PR #327, opened 2021-07-09
BR: use fileserver instead stash, merge shell scripts to speed up, split little slow cases

Leavrth:
1. use fileserver instead stash. The compress step cannot be omitted so fileserver only speed up file transfer.
2. merge shell scripts. Each `sh` keyword in groovy will trigger master send `scripts` to slaver, which is a heavy workload. So merge these `download shell scripts` into one `sh` keyword in groovy and parallel downloading will reduce much CI time.
3. split little slow cases. Now it has much parallel nodes to do tests and some nodes finish tests much more quickly. In the best case, all nodes finish tests at the same time. So the PR try to reduce the granularity of way to split tests in order to be  more closer to the best case and reduce the number of nodes besides.


purelind (approved):
LGTM

lance6716:
cc @Ehco1996

PR #339, opened 2021-07-23
tidb: use memory volume in tidb_ghpr_integration_common_test

purelind:
* use memory volume in tidb integration test, releate issue [tidb #26458](https://github.com/pingcap/tidb/issues/26458)


zhouqiang-cl (approved):
LGTM

PR #357, opened 2021-08-05
tidb: build on pod with memory volume

purelind:
* build tidb on pod with memory volume, sometimes start tidb-server failed on the hdd disk


zhouqiang-cl (approved):
LGTM

PR #364, opened 2021-08-10
fix: use and operator to get release-xxx branch name

purelind:
* use && operator in case of panic on example branch not release-xxx


dianqihanwangzi:
lgtm

PR #411, opened 2021-09-07
tikv: hotfix branch use correct image

purelind:
* remove useless job data report api
* hotfix branch test use correct image, example release-4.0-20210724 use image hub.pingcap.net/jenkins/tikv-cached-release-4.0:latest


dianqihanwangzi (approved):
lgtm

PR #419, opened 2021-09-16
ticdc: use case name in integration step

amyangfei:
Currently integration test stage name is `integration test step_12`, we can't find the running case directly (have to click the stage name and expand details).

PR #421, opened 2021-09-17
Revert "ticdc: use case name in integration step"

amyangfei:
Reverts PingCAP-QE/ci#419

Coverage step uses hard coded step name, ref:
https://github.com/PingCAP-QE/ci/blob/09643537687a5d956bb3543095595fe51fa739bf/jenkins/pipelines/ci/ticdc/integration_test_common.groovy#L286-L289


hi-rustin (approved):
It will break coverage collection, very sorry 🧎, I wasn't able to test and take it into account.

PR #436, opened 2021-10-09
tidb: remove parser replace check for migration

xhebox:
Signed-off-by: xhe <xw897002528@gmail.com>

For #28644, which is blocked by this test.


tisonkun:
@xhebox I think it refers to https://github.com/pingcap/tidb/pull/28644?

PR #471, opened 2021-11-12
dockerfile: add debug dockerfile for qa test

purelind:
* add debug dockerfile for qa test, use centos7.9.2009 as base image


dianqihanwangzi (approved):
lgtm

PR #487, opened 2021-12-02
tikv ci feature branch use default image

purelind:
* tikv ci in feature branch to user default cached ci image


zhouqiang-cl:
LGTM

PR #592, opened 2022-01-11
cache tiflash dockerfile

SchrodingerZhu:
Signed-off-by: Schrodinger ZHU Yifan <i@zhuyi.fan>

We may still want to adjust some parameters in this dockerfile


zhouqiang-cl (approved):
LGTM

PR #608, opened 2022-01-13
tikv: support coverage

BusyJay:


BusyJay:
Tested and verify the coverage can be uploaded correctly. As it's supposed to run one time per day, I don't do anything to speed up the job. It takes about 1 hour to finish.

purelind:
> Tested and verify the coverage can be uploaded correctly. As it's supposed to run one time per day, I don't do anything to speed up the job. It takes about 1 hour to finish.

We can observe for a period of time to see if you can accelerate it. Maybe cargo cache or not enough CPU or memory resource.

jenkins/pipelines/ci/tikv/tikv_ghpr_coverage.groovy
```diff
@@ -0,0 +1,117 @@
...
+                sh label: 'Post-build: Generating coverage', script: """
+                cd \$HOME/tikv-src
+                grcov . --binary-path ./target/debug/ -s . -t lcov --branch --ignore-not-existing --ignore "/*" --ignore "target/debug/*" -o lcov.info
+                """
+
+                withCredentials([string(credentialsId: 'TIKV_CODECOV_TOKEN', variable: 'CODECOV_TOKEN')]) {
+                    timeout(180) {
+                        sh label: 'Post-build: Uploading coverage', script: """
+                        cd \$HOME/tikv-src
+                        curl -OLs https://uploader.codecov.io/latest/linux/codecov
```
purelind, line 87: codecov binary could be download from fileserver:
`curl -LO ${FILE_SERVER_URL}/download/cicd/ci-tools/codecov`

purelind (approved):

PR #611, opened 2022-01-13
compat w/ jenkins docker

SchrodingerZhu:
Docker with older versions does not support default args syntax iwth whitespace.
Signed-off-by: Schrodinger ZHU Yifan <i@zhuyi.fan>


zhouqiang-cl (approved):
LGTM

PR #109, opened 2018-08-20
Rebase onto Flatpak 1.0  🎉

mwleeds:
This is the current state of upstream master (which is two commits past 1.0) plus 8 downstream commits. This gets us a few more commits than what we have already, and notably a fix for T23143.


mwleeds:
Pushed after discussion with @ramcq

PR #110, opened 2018-08-20
Rebase onto Flatpak 1.0 (packaging)

mwleeds:


mwleeds:
When Debian does the packaging of 1.0 we will probably want to rebase onto that, but I don't expect it to be many changes. Technically the flatpak package should depend on ostree 2018.7 not 2018.6 but Endless has all the commits from 2018.7 just without the version bump, so it should be fine as is. The release notes for 1.0 also said to add a weak dependency on p11-kit-server but I think we can wait for the packaging rebase to do that.

mwleeds:
Pushed after discussion with @ramcq

PR #112, opened 2018-09-03
system-helper: set IO class to idle

ramcq:
Our benchmarks show this significantly reduces the interactivity impact of
ongoing Flatpak operations while the user is continuing other tasks on the
system. The effect is very pronounced with the default CFQ scheduler, and in
combination with BFQ, using the idle class improves the worst case to nearly
the same as an unloaded system.

https://phabricator.endlessm.com/T22479


ramcq:
May as well! Submitted https://github.com/flatpak/flatpak/pull/2071 with a copy of the benchmark results.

## WHAT IS NEEDED
Reproduce the data in its entirety, matching each character.

## OUTPUT OF THE TASK
PR #327, opened 2021-07-09
BR: use fileserver instead stash, merge shell scripts to speed up, split little slow cases

Leavrth:
1. use fileserver instead stash. The compress step cannot be omitted so fileserver only speed up file transfer.
2. merge shell scripts. Each `sh` keyword in groovy will trigger master send `scripts` to slaver, which is a heavy workload. So merge these `download shell scripts` into one `sh` keyword in groovy and parallel downloading will reduce much CI time.
3. split little slow cases. Now it has much parallel nodes to do tests and some nodes finish tests much more quickly. In the best case, all nodes finish tests at the same time. So the PR try to reduce the granularity of way to split tests in order to be  more closer to the best case and reduce the number of nodes besides.


purelind (approved):
LGTM

lance6716:
cc @Ehco1996

PR #339, opened 2021-07-23
tidb: use memory volume in tidb_ghpr_integration_common_test

purelind:
* use memory volume in tidb integration test, releate issue [tidb #26458](https://github.com/pingcap/tidb/issues/26458)


zhouqiang-cl (approved):
LGTM

PR #357, opened 2021-08-05
tidb: build on pod with memory volume

purelind:
* build tidb on pod with memory volume, sometimes start tidb-server failed on the hdd disk


zhouqiang-cl (approved):
LGTM

PR #364, opened 2021-08-10
fix: use and operator to get release-xxx branch name

purelind:
* use && operator in case of panic on example branch not release-xxx


dianqihanwangzi:
lgtm

PR #411, opened 2021-09-07
tikv: hotfix branch use correct image

purelind:
* remove useless job data report api
* hotfix branch test use correct image, example release-4.0-20210724 use image hub.pingcap.net/jenkins/tikv-cached-release-4.0:latest


dianqihanwangzi (approved):
lgtm

PR #419, opened 2021-09-16
ticdc: use case name in integration step

amyangfei:
Currently integration test stage name is `integration test step_12`, we can't find the running case directly (have to click the stage name and expand details).

PR #421, opened 2021-09-17
Revert "ticdc: use case name in integration step"

amyangfei:
Reverts PingCAP-QE/ci#419

Coverage step uses hard coded step name, ref:
https://github.com/PingCAP-QE/ci/blob/09643537687a5d956bb3543095595fe51fa739bf/jenkins/pipelines/ci/ticdc/integration_test_common.groovy#L286-L289


hi-rustin (approved):
It will break coverage collection, very sorry 🧎, I wasn't able to test and take it into account.

PR #436, opened 2021-10-09
tidb: remove parser replace check for migration

xhebox:
Signed-off-by: xhe <xw897002528@gmail.com>

For #28644, which is blocked by this test.


tisonkun:
@xhebox I think it refers to https://github.com/pingcap/tidb/pull/28644?

PR #471, opened 2021-11-12
dockerfile: add debug dockerfile for qa test

purelind:
* add debug dockerfile for qa test, use centos7.9.2009 as base image


dianqihanwangzi (approved):
lgtm

PR #487, opened 2021-12-02
tikv ci feature branch use default image

purelind:
* tikv ci in feature branch to user default cached ci image


zhouqiang-cl:
LGTM

PR #592, opened 2022-01-11
cache tiflash dockerfile

SchrodingerZhu:
Signed-off-by: Schrodinger ZHU Yifan <i@zhuyi.fan>

We may still want to adjust some parameters in this dockerfile


zhouqiang-cl (approved):
LGTM

PR #608, opened 2022-01-13
tikv: support coverage

BusyJay:


BusyJay:
Tested and verify the coverage can be uploaded correctly. As it's supposed to run one time per day, I don't do anything to speed up the job. It takes about 1 hour to finish.

purelind:
> Tested and verify the coverage can be uploaded correctly. As it's supposed to run one time per day, I don't do anything to speed up the job. It takes about 1 hour to finish.

We can observe for a period of time to see if you can accelerate it. Maybe cargo cache or not enough CPU or memory resource.

jenkins/pipelines/ci/tikv/tikv_ghpr_coverage.groovy
```diff
@@ -0,0 +1,117 @@
...
+                sh label: 'Post-build: Generating coverage', script: """
+                cd \$HOME/tikv-src
+                grcov . --binary-path ./target/debug/ -s . -t lcov --branch --ignore-not-existing --ignore "/*" --ignore "target/debug/*" -o lcov.info
+                """
+
+                withCredentials([string(credentialsId: 'TIKV_CODECOV_TOKEN', variable: 'CODECOV_TOKEN')]) {
+                    timeout(180) {
+                        sh label: 'Post-build: Uploading coverage', script: """
+                        cd \$HOME/tikv-src
+                        curl -OLs https://uploader.codecov.io/latest/linux/codecov
```
purelind, line 87: codecov binary could be download from fileserver:
`curl -LO ${FILE_SERVER_URL}/download/cicd/ci-tools/codecov`

purelind (approved):

PR #611, opened 2022-01-13
compat w/ jenkins docker

SchrodingerZhu:
Docker with older versions does not support default args syntax iwth whitespace.
Signed-off-by: Schrodinger ZHU Yifan <i@zhuyi.fan>


zhouqiang-cl (approved):
LGTM

PR #109, opened 2018-08-20
Rebase onto Flatpak 1.0  🎉

mwleeds:
This is the current state of upstream master (which is two commits past 1.0) plus 8 downstream commits. This gets us a few more commits than what we have already, and notably a fix for T23143.


mwleeds:
Pushed after discussion with @ramcq

PR #110, opened 2018-08-20
Rebase onto Flatpak 1.0 (packaging)

mwleeds:


mwleeds:
When Debian does the packaging of 1.0 we will probably want to rebase onto that, but I don't expect it to be many changes. Technically the flatpak package should depend on ostree 2018.7 not 2018.6 but Endless has all the commits from 2018.7 just without the version bump, so it should be fine as is. The release notes for 1.0 also said to add a weak dependency on p11-kit-server but I think we can wait for the packaging rebase to do that.

mwleeds:
Pushed after discussion with @ramcq

PR #112, opened 2018-09-03
system-helper: set IO class to idle

ramcq:
Our benchmarks show this significantly reduces the interactivity impact of
ongoing Flatpak operations while the user is continuing other tasks on the
system. The effect is very pronounced with the default CFQ scheduler, and in
combination with BFQ, using the idle class improves the worst case to nearly
the same as an unloaded system.

https://phabricator.endlessm.com/T22479


ramcq:
May as well! Submitted https://github.com/flatpak/flatpak/pull/2071 with a copy of the benchmark results.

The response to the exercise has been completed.